Thank you very much for following the leaderboard. We'll keep on upgrading it so it stays a useful resource for the community, & further help model progress 🚀
Many special thanks to:
Awesome ❤️
Thank you all for doing this, and keeping us clued in on model performance 👍
Is there in the evaluations, one evaluation at least that check the language level of the model for various language?
I think it's very important for specific us in differents countries.
Thanks for this better leaderboard
@Ostixe360
Hi!
We are planning on working on multilingual leaderboards with some partners in the following months, but this is only at very early stages
Being French myself, I 100% agree that we need to evaluate models on more than "just English" 😅
However, in the meantime, you can look at the Upstage leaderboard for Korean capabilities, and the Open Compass one for Chinese capabilities.
Regardless of evaluation results, currently it is pretty hard to find models in your language or based on certain specific criteria like maximum VRAM size. I personally also tried the full-text model search of Huggingface, but this seems to be quite inefficient unfortunately. While the original huggingface leaderboard does not allow you to filter by language, you can filter by it on this website: https://llm.extractum.io/list. Just left-click on the language column. It also queries the hugginface leaderboard average model score for most models. Of course, those scores might be skewed based on the english evaluation.
Thank both of you for your responses.
Does the eval use custom instructions best suited for the model? For some models, such as Yi, using their custom instruction usually produces way better results.
I notice some TruthfulQA scores are missing.
Just sort by worst scores to show them.
@HenkPoley Thank you for reporting! It was a display problem, should be fixed! :)

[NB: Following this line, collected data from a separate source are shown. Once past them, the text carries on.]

PR #375, opened 2019-01-23
All API urls should have client side caching enabled

### LINKED ISSUE #374: All API urls should have client side caching enabled
We've noticed that many of the URL's take awhile to load and only really change once every 24 hours. We should implement client side caching to both give the user a better experience as well as the server an easier time. This would also greatly benefit the new courses enabled api.

Some screenshots

Before (Almost a second to generate this last URL)
image

(Since it hasn't changed and browser is caching it it's instant)
image

The best solution might be to calculate when the next run of the cron will be and use that value, but a set value should be good for now.

jonespm:
Fixes #374

### DIFF
--- a/.env.sample
+++ b/.env.sample
@@ -120,3 +120,6 @@ CRONTAB_SCHEDULE =
 
 # Change this to set the max default weeks to allow. Default is currently 16. The issue is the end dates in Canvas currently are set 10 years out so it can't calculate the range.
 MAX_DEFAULT_WEEKS = 
+
+# How long to cache some URL's on the client (Defualt 3600 seconds)
+CLIENT_CACHE_TIME =
--- a/dashboard/urls.py
+++ b/dashboard/urls.py
@@ -48,23 +48,24 @@ urlpatterns = [
     url(r'^courses/(?P<course_id>[0-9]+|)', login_required(TemplateView.as_view(template_name='courses.html')), name="courses"),
 
     # Thse URL's are data patterns
-    # get file access patterns
+    # GET access patterns
     url(r'^api/v1/courses/(?P<course_id>[0-9]+)/grade_distribution', 
         cache_page(settings.CLIENT_CACHE_TIME)(login_required(views.grade_distribution)), name='grade_distribution'),
     url(r'^api/v1/courses/(?P<course_id>[0-9]+)/file_access_within_week', 
         cache_page(settings.CLIENT_CACHE_TIME)(login_required(views.file_access_within_week)), name='file_access_within_week'),
     url(r'^api/v1/courses/(?P<course_id>[0-9]+)/assignments', 
         cache_page(settings.CLIENT_CACHE_TIME)(login_required(views.assignments)), name='assignments'),
-    url(r'^api/v1/courses/(?P<course_id>[0-9]+)/set_user_default_selection', 
-        cache_page(settings.CLIENT_CACHE_TIME)(login_required(views.update_user_default_selection_for_views)), name='update_user_default_selection_for_views'),
     url(r'^api/v1/courses/(?P<course_id>[0-9]+)/get_user_default_selection', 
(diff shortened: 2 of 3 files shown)


dashboard/urls.py
```diff
@@ -46,15 +49,22 @@
...
-    url(r'^api/v1/courses/(?P<course_id>[0-9]+)/set_user_default_selection', login_required(views.update_user_default_selection_for_views), name='update_user_default_selection_for_views'),
-    url(r'^api/v1/courses/(?P<course_id>[0-9]+)/get_user_default_selection', login_required(views.get_user_default_selection), name='get_user_default_selection'),
-    url(r'^api/v1/courses/(?P<course_id>[0-9]+)/info', login_required(views.get_course_info), name='get_course_info'),
+    url(r'^api/v1/courses/(?P<course_id>[0-9]+)/grade_distribution', 
+        cache_page(settings.CLIENT_CACHE_TIME)(login_required(views.grade_distribution)), name='grade_distribution'),
+    url(r'^api/v1/courses/(?P<course_id>[0-9]+)/file_access_within_week', 
+        cache_page(settings.CLIENT_CACHE_TIME)(login_required(views.file_access_within_week)), name='file_access_within_week'),
+    url(r'^api/v1/courses/(?P<course_id>[0-9]+)/assignments', 
+        cache_page(settings.CLIENT_CACHE_TIME)(login_required(views.assignments)), name='assignments'),
+    url(r'^api/v1/courses/(?P<course_id>[0-9]+)/set_user_default_selection',
```
pushyamig: This is actually a PUT call based on user default selection why this needs to be cached?

jonespm: Which URL are you referring to? I thought these were all GET's.

pushyamig: `/set_user_default_selection`

jonespm: Oh you mean the set_user_default_selection? Yeah that probably should be excluded thanks for checking. I wasn't knew there might have been 1-2 that weren't GET's

pushyamig:
I was just reading about this [cache_page](url), is there any reason why you did not use `@cache_page` decorator in the `view.py` across each request. I get it as having [cache_page](url) in url.py is clean.

.env.sample
```diff
@@ -119,4 +119,7 @@ CRONTAB_SCHEDULE =
 
 
 # Change this to set the max default weeks to allow. Default is currently 16. The issue is the end dates in Canvas currently are set 10 years out so it can't calculate the range.
-MAX_DEFAULT_WEEKS = 
\ No newline at end of file
+MAX_DEFAULT_WEEKS = 
+
+# How long to cache some URL's on the client (Defualt 3600 seconds)
```
pushyamig: what do think our configuration option will be? based on the cron update schedule?

jonespm:
Yeah, I feel like I had the same thought back when implementing the login_required. If it's in the urls then it's obvious which URL's are protected and not and easier to see at a glance if one is missing (like for instance the case you pointed out with the setter). That could have also been used as a decorator in the views. 

It's more of a "which one is easier to spot any potential issues and have everything in one place". That's really the reason I chose urls over views. 

I feel like if we wanted to refactor our views file to have an authenticated views and unauthenticated views in separate files that could work. Just like if we wanted to split up cached and uncached apis in separate files. There's probably other ways to refactor this as the project grows? I don't know best practice.

.env.sample
jonespm: Ideally yes, it should calculate when the cron run will next occur and use that. 

However we don't always set the RUN_AT_TIMES value on this server (though we could) and that value would be something like 2:00AM. So it would have to be like

`
# If RUN_AT_TIMES is defined calculate how long we should cache for
if RUN_AT_TIMES:
  # Do some calculation to subtract the next time cron will run from the current time and set that as the cache time. Maybe add a 15 minutes for padding since cron takes awhile.
  # TODO Implement code that does this  ;)
`

jonespm: I don't think this would be very many lines of code but not feels like it would require more testing than just setting a fixed value, so could create a new issue.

Mistral Dolphin 7B seems to be missing. The 2.0 or 2.1 etc. Like deleted or made private or something? Who makes those kinds of decisions? I sometimes notice they may reappear again soon. They just being re-tested or was there a possible flaw in the benchmark etc? Thanks.
@Goldenblood56 they should still be appearing when you select the "Show gated/deleted/..." checkbox - I'm investigating why. If they are not, please open a dedicated issue so we can keep track.
If ability of model to be used as an agent can be judged through a matric then please add that matric as well. How good they are in choosing correct tool for the task, parse their own output, adjusting output to be sent as input to next step.
If ability of model to be used as an agent can be judged through a matric then please add that matric as well. How good they are in choosing correct tool for the task, parse their own output, adjusting output to be sent as input to next step.
Great idea!
@clefourrier
I've noticed an issue in the DROP implementation by EleutherAI using the commit hash b281b0921b636bc36ad05c0b0b0763bd6dd43463
. By default, all models continue generating text until the first "." (see this line), so without any filtering, the F1 metrics are computed using overly lengthy generated texts. For example, Mistral 7B generates 10\n\nPassage: The 2006-07 season was the 10th season for the New Orleans Hornets in the National Basketball Association
for the first dataset example. Considering typical LLM behaviors, we should filter the answer using Passage:
and calculate the scores using 10
instead of the entire generated text (which is the correct answer by the way). Please see a similar filter used in GSM8K from EleutherAI here.
@binhtang
(and cc @Phil337 since you've been concerned about this too)
Thank you for your report!
We've spent the last weeks investigating the DROP scores in more detail, and found concerning things in the scoring - what you just highlighted is not the only problem in the DROP metrics.
We'll publish a blog post about it very soon, and update the leaderboard accordingly
If you visit https://llm.extractum.io/list/?lbonly, you'll find a comprehensive list of our top models, along with a whole host of other parameters and metrics. Clicking on a specific model allows you to delve deeper into its internals and parameters, including its performance on other benchmarks.
@gregzem
Nice visualization! What do the icon next to the model names correspond to?